(Stored records)
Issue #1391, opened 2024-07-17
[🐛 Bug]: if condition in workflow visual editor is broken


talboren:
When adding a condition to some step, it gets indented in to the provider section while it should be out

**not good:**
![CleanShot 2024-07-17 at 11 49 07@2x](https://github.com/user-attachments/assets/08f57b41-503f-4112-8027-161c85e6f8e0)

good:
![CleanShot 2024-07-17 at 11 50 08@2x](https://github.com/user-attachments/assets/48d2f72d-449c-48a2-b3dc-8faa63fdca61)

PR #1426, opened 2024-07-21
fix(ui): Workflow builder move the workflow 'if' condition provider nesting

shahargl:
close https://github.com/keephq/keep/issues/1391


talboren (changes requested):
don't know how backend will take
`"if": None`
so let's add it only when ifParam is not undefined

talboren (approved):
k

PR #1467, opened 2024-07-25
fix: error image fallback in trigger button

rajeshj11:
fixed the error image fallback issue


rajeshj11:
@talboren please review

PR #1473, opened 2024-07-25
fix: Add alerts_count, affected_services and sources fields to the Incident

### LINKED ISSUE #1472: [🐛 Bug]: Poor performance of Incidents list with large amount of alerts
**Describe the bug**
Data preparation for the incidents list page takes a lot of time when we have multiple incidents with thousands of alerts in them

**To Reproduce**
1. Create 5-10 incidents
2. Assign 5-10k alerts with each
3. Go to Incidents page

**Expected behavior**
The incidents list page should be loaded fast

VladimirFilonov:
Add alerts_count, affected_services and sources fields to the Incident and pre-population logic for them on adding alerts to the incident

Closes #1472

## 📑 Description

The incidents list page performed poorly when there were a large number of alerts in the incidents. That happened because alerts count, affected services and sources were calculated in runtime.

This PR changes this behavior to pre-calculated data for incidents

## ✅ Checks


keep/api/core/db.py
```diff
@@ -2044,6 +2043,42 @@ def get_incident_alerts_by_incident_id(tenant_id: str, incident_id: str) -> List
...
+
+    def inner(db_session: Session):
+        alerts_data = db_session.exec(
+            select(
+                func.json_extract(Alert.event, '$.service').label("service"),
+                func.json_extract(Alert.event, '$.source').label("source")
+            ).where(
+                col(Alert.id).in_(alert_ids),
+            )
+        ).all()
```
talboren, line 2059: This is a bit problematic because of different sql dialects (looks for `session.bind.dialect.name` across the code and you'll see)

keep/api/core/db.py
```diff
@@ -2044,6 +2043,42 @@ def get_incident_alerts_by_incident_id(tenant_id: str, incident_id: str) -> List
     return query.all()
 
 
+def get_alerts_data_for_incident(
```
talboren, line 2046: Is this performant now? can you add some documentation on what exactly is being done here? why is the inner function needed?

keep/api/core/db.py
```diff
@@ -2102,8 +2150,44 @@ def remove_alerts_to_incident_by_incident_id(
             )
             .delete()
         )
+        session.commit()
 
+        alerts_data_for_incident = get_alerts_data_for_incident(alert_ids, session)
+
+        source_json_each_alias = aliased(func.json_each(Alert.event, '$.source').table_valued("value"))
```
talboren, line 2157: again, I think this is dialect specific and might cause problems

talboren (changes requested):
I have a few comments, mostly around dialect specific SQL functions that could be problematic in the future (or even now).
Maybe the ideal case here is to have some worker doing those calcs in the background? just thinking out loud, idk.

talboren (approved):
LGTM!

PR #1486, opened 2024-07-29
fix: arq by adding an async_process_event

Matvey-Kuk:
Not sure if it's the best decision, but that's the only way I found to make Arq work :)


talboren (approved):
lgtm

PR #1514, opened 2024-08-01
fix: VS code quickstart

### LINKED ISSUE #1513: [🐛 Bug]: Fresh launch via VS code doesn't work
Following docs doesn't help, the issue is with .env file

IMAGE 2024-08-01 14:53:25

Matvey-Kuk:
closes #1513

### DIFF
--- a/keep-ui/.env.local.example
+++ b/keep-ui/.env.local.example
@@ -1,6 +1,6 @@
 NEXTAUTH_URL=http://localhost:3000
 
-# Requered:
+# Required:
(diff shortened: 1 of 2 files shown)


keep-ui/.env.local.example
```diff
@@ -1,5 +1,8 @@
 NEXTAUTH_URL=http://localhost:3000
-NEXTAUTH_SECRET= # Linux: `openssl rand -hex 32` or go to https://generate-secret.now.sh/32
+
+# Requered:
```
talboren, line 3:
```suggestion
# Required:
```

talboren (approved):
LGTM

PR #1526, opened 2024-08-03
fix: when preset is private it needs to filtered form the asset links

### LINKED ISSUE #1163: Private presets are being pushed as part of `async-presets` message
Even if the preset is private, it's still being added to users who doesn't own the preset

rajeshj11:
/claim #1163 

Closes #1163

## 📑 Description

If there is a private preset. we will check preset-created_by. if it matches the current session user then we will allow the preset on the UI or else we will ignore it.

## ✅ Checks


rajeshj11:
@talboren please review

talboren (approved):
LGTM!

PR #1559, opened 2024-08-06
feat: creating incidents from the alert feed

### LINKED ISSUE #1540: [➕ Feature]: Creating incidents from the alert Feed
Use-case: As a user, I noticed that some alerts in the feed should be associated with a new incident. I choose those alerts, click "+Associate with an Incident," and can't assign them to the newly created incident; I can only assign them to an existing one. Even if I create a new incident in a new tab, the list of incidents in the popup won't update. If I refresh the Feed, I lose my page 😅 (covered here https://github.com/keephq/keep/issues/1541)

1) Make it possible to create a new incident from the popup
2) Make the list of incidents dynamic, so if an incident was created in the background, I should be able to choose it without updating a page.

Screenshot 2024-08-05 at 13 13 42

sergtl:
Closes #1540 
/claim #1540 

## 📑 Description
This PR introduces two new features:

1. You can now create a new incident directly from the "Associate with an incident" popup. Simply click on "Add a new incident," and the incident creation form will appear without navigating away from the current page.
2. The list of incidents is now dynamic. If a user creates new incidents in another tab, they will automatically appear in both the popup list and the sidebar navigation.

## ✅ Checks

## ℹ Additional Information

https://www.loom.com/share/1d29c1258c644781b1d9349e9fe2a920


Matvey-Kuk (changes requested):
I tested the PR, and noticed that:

...

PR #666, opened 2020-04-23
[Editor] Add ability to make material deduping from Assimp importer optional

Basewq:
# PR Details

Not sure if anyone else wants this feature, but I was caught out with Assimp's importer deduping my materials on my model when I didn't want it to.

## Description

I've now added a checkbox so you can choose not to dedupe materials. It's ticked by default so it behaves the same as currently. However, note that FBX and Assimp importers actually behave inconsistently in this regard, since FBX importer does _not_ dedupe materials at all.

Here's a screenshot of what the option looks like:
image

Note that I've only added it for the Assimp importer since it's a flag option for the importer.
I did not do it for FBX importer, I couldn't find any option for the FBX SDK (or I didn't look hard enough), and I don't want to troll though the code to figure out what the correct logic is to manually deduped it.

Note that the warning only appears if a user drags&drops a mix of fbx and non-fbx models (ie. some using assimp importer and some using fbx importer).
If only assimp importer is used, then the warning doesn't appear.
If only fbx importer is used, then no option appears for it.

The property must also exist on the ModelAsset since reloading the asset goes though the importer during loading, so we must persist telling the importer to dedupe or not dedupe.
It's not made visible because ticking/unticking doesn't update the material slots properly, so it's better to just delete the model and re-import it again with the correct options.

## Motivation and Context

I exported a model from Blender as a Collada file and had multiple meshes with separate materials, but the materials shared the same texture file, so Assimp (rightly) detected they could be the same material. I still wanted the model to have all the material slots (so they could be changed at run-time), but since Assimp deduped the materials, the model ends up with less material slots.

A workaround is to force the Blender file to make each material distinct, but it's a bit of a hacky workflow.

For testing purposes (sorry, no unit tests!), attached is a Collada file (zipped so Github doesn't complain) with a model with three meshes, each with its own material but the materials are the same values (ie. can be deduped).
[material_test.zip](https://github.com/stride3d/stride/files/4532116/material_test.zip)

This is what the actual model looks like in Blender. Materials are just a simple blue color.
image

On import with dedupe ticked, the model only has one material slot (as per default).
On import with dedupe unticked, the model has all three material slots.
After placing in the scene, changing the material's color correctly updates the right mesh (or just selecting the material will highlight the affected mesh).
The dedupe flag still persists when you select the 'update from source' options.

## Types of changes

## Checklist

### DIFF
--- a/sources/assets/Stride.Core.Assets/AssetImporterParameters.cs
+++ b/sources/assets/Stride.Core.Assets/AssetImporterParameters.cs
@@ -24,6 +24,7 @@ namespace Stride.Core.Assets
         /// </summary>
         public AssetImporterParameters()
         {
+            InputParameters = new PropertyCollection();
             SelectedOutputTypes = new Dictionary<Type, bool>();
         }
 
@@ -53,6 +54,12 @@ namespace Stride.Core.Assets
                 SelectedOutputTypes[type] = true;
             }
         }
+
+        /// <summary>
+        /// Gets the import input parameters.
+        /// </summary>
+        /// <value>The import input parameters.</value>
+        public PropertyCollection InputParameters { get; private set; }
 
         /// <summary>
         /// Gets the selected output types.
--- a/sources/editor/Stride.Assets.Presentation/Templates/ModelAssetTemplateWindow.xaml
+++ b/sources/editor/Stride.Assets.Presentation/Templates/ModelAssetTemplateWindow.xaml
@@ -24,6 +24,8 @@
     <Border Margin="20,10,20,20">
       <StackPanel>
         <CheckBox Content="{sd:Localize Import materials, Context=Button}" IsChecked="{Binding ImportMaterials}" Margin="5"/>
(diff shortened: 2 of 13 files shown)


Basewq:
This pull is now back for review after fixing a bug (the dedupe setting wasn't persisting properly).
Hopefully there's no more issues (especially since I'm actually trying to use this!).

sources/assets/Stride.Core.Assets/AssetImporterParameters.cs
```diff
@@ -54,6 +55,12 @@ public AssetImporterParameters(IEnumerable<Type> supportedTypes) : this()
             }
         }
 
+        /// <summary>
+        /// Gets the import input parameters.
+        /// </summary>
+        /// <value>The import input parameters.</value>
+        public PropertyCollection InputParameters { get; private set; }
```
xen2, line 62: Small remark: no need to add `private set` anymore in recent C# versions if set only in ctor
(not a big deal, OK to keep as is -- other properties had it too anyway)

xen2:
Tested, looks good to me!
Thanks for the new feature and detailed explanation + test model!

Assignment | For the records above, state how many lines include "provider", giving no more than the number.

Written reply | 2